Tuesday’s publication of two pages from President Trump’s 2005 income tax return is spurring renewed scrutiny of the president’s 2015 assertion that he pays “as little as possible.”
Investigative reporter David Cay Johnston obtained a copy of Mr. Trump’s 1040 form, a portion of the fuller tax return that reflects a taxpayer’s total annual earnings, along with a look at how much the taxpayer owed the government in taxes. Johnston provided the document to MSNBC, which first reported on it Tuesday night.

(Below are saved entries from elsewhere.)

PR #794, opened 2025-02-13
fixed inconsistent nSteps usage (#792)

### LINKED ISSUE #792: inconsistent number of sub-steps
There are currently two different variables in the dynamics which define the number of sub-steps for mEVP and BBM. The loops use `VPParameters::nSteps` and `BBMParameters::nSteps` respectively, but the sub time-step and average velocity computation in BBM uses `DynamicsKernel::nSteps`. Per default their values are different, at 120 for the param structs and 100 for the DynamicsKernel. This should lead to an overestimate of `avgU` and `avgV` in BBM. 

I think `DynamicsKernel::nSteps` can simply be removed at this point.

Thanduriel:
# fixed inconsistent nSteps usage

Fixes #792

---
# Change Description

Removed `DynamicsKernel::nSteps` and replaced it with `nSteps` from the parameter structs where it was still used in `BrittleCGDynamicsKernel`. This changes the behavior off BBM slightly since `avgU` and `avgV` are weighted differently now.

### DIFF
--- a/dynamics/src/include/BBMDynamicsKernel.hpp
+++ b/dynamics/src/include/BBMDynamicsKernel.hpp
@@ -17,7 +17,6 @@ namespace Nextsim {
 
 template <int DGadvection> class BBMDynamicsKernel : public BrittleCGDynamicsKernel<DGadvection> {
 public:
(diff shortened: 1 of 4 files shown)


einola (approved):
Good catch!

PR #797, opened 2025-02-26
A polynya test case

### LINKED ISSUE #375: Polynya test case
A simple polynya setup from Bjornsson et al. (2001). It is good in that it tests both dynamics and thermodynamics at the same time.

The setup is a 50 times 100 km box, with one of the 50 km boundaries open and the other closed (coast). A wind (10 m/s) blows at an angle so that the ice drifts both out of the open boundary and onto the coast. Ice piles up at the coast and then moves out of the domain, making room for new ice that is created in the "polynya" that forms.

Image
Figure: The setup from Bjornsson et al. (2001).

Image
Figure: The results of one of the runs from Bjornsson et al. (2001).

einola:
# A polynya test case

Fixes #375 

### Task List

---
# Change Description

This PR provides a polynya test case (as per issue #375). For this to work, we also had to update the handling of open boundaries. The ice now flows freely out of any open boundaries. Regarding code changes, the most important changes are to the boundary handling, while the polynya test-case setup is valuable as a test for the new boundaries. This PR also includes minor fixes and upgrades to the thermodynamics.

---
# Test Description

The configuration in ``config_polynya.cfg`` returns results visually similar to those already published (see issue #375).

---
# Documentation Impact

None.

---
# Other Details

None

---
### Pre-Request Checklist


physics/src/IceGrowth.cpp
timspainNERSC, line 1: Since the bulk of this PR covers dynamics and boundary conditions, these changes should be a separate PR, especially as they don't change the numerical outcome of the `IceGrowth` calculations (I think).

timspainNERSC: And if they do change the numerical output, that value should be tested in the `IceGrowth` test.

core/test/PrognosticData_test.cpp
timspainNERSC, line 1: These changes do not directly impact the polynya test, and should be a separate PR

physics/src/modules/AtmosphereBoundaryModule/FluxConfiguredAtmosphere.cpp
```diff
@@ -108,4 +108,11 @@ void FluxConfiguredAtmosphere::setData(const ModelState::DataMap& dm)
     vwind = v0;
 }
 
+void FluxConfiguredAtmosphere::update(const TimestepTime& tst)
+{
+    /* The open water heat flux is reset by the thermodynamics, so that the (slab) ocean doesn't
+     * super cool. Therefore, we have to reset it here on every update */
+    qow = qow0;
+}
+
```
timspainNERSC: Is this required for the polynya test? It should go in the PR with the `IceGrowth` changes if it is not required for the polynya test to pass.

physics/src/modules/AtmosphereBoundaryModule/ConfiguredAtmosphere.cpp
timspainNERSC, line 1: If these changes aren't required by the polynya test, they should go in a separate PR. (I think in this case they might be required to force the polynya dynamics correctly).

physics/src/modules/AtmosphereBoundaryModule/include/ConfiguredAtmosphere.hpp
timspainNERSC, line 1: See comment on the corresponding `.cpp` file.

physics/src/modules/AtmosphereBoundaryModule/include/FluxConfiguredAtmosphere.hpp
```diff
@@ -42,8 +42,8 @@ class FluxConfiguredAtmosphere : public IAtmosphereBoundary,
     ConfigMap getConfiguration() const override;
 
 protected:
-    //! Performs the implementation specific updates. Does nothing.
-    void update(const TimestepTime&) override { }
+    //! Performs the implementation specific updates.
+    void update(const TimestepTime&) override;
```
timspainNERSC: See comment on the corresponding .cpp file.

timspainNERSC (changes requested):
Some irrelevant changes coming along for the ride.

einola:
Merging develop into this branch borked the whole thing - we now have instability on the boundary again, and I don't understand why.

physics/src/modules/AtmosphereBoundaryModule/ConfiguredAtmosphere.cpp
einola: Yes, these are not relevant or necessary, so I'm reverting them.

physics/src/modules/AtmosphereBoundaryModule/FluxConfiguredAtmosphere.cpp
einola: The configuration can use either ``ConfiguredAtmosphere`` or ``FluxConfiguredAtmosphere``. So far, I've used ``FluxConfiguredAtmosphere`` because it's simpler, but in the literature, people have used the equivalence of ``ConfiguredAtmosphere``, so I've been switching between the two.

The bottom line is that both need these minor fixes for the configuration to work, so I think it's okay to include both in the PR, even though only one will be used in the "official" setup.

einola:
Now contains only directly polynya-related changes (i.e. config and init files, and an integrtion test)

run/make_init_polynya.py
```diff
@@ -0,0 +1,50 @@
...
+x = 100
+y = 50
+res = 2
+
+
+nfirst = int(y / res)
+nsecond = int(x / res)
+nLayers = 3
+
+fname = f"init_polynya.nc"
```
joewallwork: Redundant f-string.
```suggestion
fname = "init_polynya.nc"
```

run/make_init_polynya.py
```diff
@@ -0,0 +1,50 @@
...
+# Creates initial conditions for the Bjornsson et al. (2001) polynya case
+
+# Domain size [km]
+x = 100
+y = 50
+res = 2
+
+
+nfirst = int(y / res)
+nsecond = int(x / res)
```
joewallwork: How about integer division specifically, to avoid the type conversion?
```suggestion
nfirst = y // res/
nsecond = x // res
```

test/PolynyaIntegration_test.py
```diff
@@ -0,0 +1,185 @@
+import os
+import subprocess
+import sys
+import unittest
+
+import netCDF4
+import numpy as np
+
+
+class Polynya(unittest.TestCase):
```
joewallwork, line 10: It'd be useful to have a docstring that gives an overview of what the test case is. It doesn't necessarily need to go into details, but could provide a link to where to get more info. e.g., the paper referenced elsewhere.

test/PolynyaIntegration_test.py
```diff
@@ -0,0 +1,185 @@
...
+        # Creates initial conditions for the Bjornsson et al. (2001) polynya case
+
+        # Domain size [km]
+        x = 100
+        y = 50
+        res = 4
+
+
+        nfirst = int(y / res)
+        nsecond = int(x / res)
```
joewallwork:
```suggestion
        nfirst = y // res
        nsecond = x // res
```

test/PolynyaIntegration_test.py
```diff
@@ -0,0 +1,185 @@
...
+
+        fname = f"init_polynya.nc"
```
joewallwork:
```suggestion
        fname = "init_polynya.nc"
```

test/PolynyaIntegration_test.py
```diff
@@ -0,0 +1,185 @@
...
+        ice_salinity = 5  # should match Ice::s in constants.hpp
+        mu: float = -0.055  # should match Water::mu in constants.hpp
+        ocean_temperature = -1.54
+        ocean_salinity = ocean_temperature / mu
+
+        initializer.sss[:, :] = ocean_salinity
+        initializer.sst[:, :] = ocean_temperature
+        initializer.tsurf[:, :] = ice_salinity * mu
+        initializer.tbott = initializer.tsurf
+        initializer.tintr = initializer.tsurf
```
joewallwork: This code seems to be duplicated in `make_init_polynya.py`. It'd be nice to avoid that, if possible.

joewallwork (changes requested):
Thanks, this mostly looks good but I have some minor suggestions and a slightly bigger one to avoid duplicated code.

Note that the changes I'm making in #889 will rework the approach taken for scripts in the `run` directory, but I'm happy to account for this new addition later in my changes.

run/make_init_polynya.py
einola: Done

run/make_init_polynya.py
einola: Done

test/PolynyaIntegration_test.py
einola: Done

test/PolynyaIntegration_test.py
einola: Done

test/PolynyaIntegration_test.py
einola: Done

test/PolynyaIntegration_test.py
einola: Yes, but I'm not sure how to do that sensibly. The test in ``test/PolynyaIntegration_test.py``should not be touched, while the script in ``run/make_init_polynya.py`` should be an example of how to run one of the cases in the Bjornsson et al paper. So, I don't see how one could reuse code from the other.

einola:
Funnily enough, the test now fails because of changes from PR #884. So, if this current PR had been merged first, then we wouldn't have merged #884 the way it was! I've asked Thomas to take a look!

einola:
The tests should pass again after #893 is merged into develop.

test/PolynyaIntegration_test.py
joewallwork: That's true, I suppose it'd need to be a more significant refactor than would be worth doing here.

joewallwork (approved):
Thanks for the updates to this @einola, I'm happy with it now.

einola:
@timspainNERSC: Can you have a look at this one? I can't merge without your approval, because you asked for changes a while ago.

run/make_init_polynya.py
```diff
@@ -0,0 +1,49 @@
...
+# Creates initial conditions for the Bjornsson et al. (2001) polynya case
+
+# Domain size [km]
+x = 100
+y = 50
+res = 2
+
+nfirst = y // res
+nsecond = x // res
+nLayers = 3
```
timspainNERSC, line 12: Don't need this any more!

timspainNERSC (approved):
Looks good, but the `nLayers` variable in the python script that creates the initial file is no longer needed.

The 1040 form suggests Mr. Trump earned more than $150 million in 2005, and he paid $38 million in taxes – roughly 25 percent of his total income. About $31 million was paid as an Alternative Minimum Tax (AMT), which was created, in part, to ensure big earners like Mr. Trump could not wholly avoid paying income taxes through the creative use of deductions and loopholes. Without the AMT, accountants noted, Mr. Trump could have paid as little as four percent in income taxes.
The top federal income tax rate in 2005 was 35 percent. Today, that rate is 39.6 percent.
Shortly after launching his presidential bid in 2015, Mr. Trump described his approach to paying taxes in a telephone interview with “Face the Nation” moderator John Dickerson.
“I fight like hell to pay as little as possible, for two reasons,” Mr. Trump said in the August 2 interview. “Number one, I am a businessman, and that’s the way you are supposed to do it. And you put the money back in your company and employees and all of that. But the other reason is that I hate the way our government spends our taxes. I hate the way they waste our money, trillions and trillions of dollars of waste and abuse. And I hate it.”
Mr. Trump tried to frame his admission as an act of candor.
“I will be probably the first candidate in the history of politics within this country to say… by the way, like every single taxpayer out there, I try to pay as little tax as possible, and, again, one of the big reasons is, I hate what our country does with the money that we pay,” he explained.
In the 2015 interview, Mr. Trump also suggested he would consider releasing his full tax returns – “I have no major problem with it” – but only if then-Democratic frontrunner Hillary Clinton released any emails deleted from her private server. The election concluded without Mr. Trump ever releasing those returns. His campaign said he couldn’t release them while he was being audited, but there is no law that prevents a taxpayer from releasing returns under audit.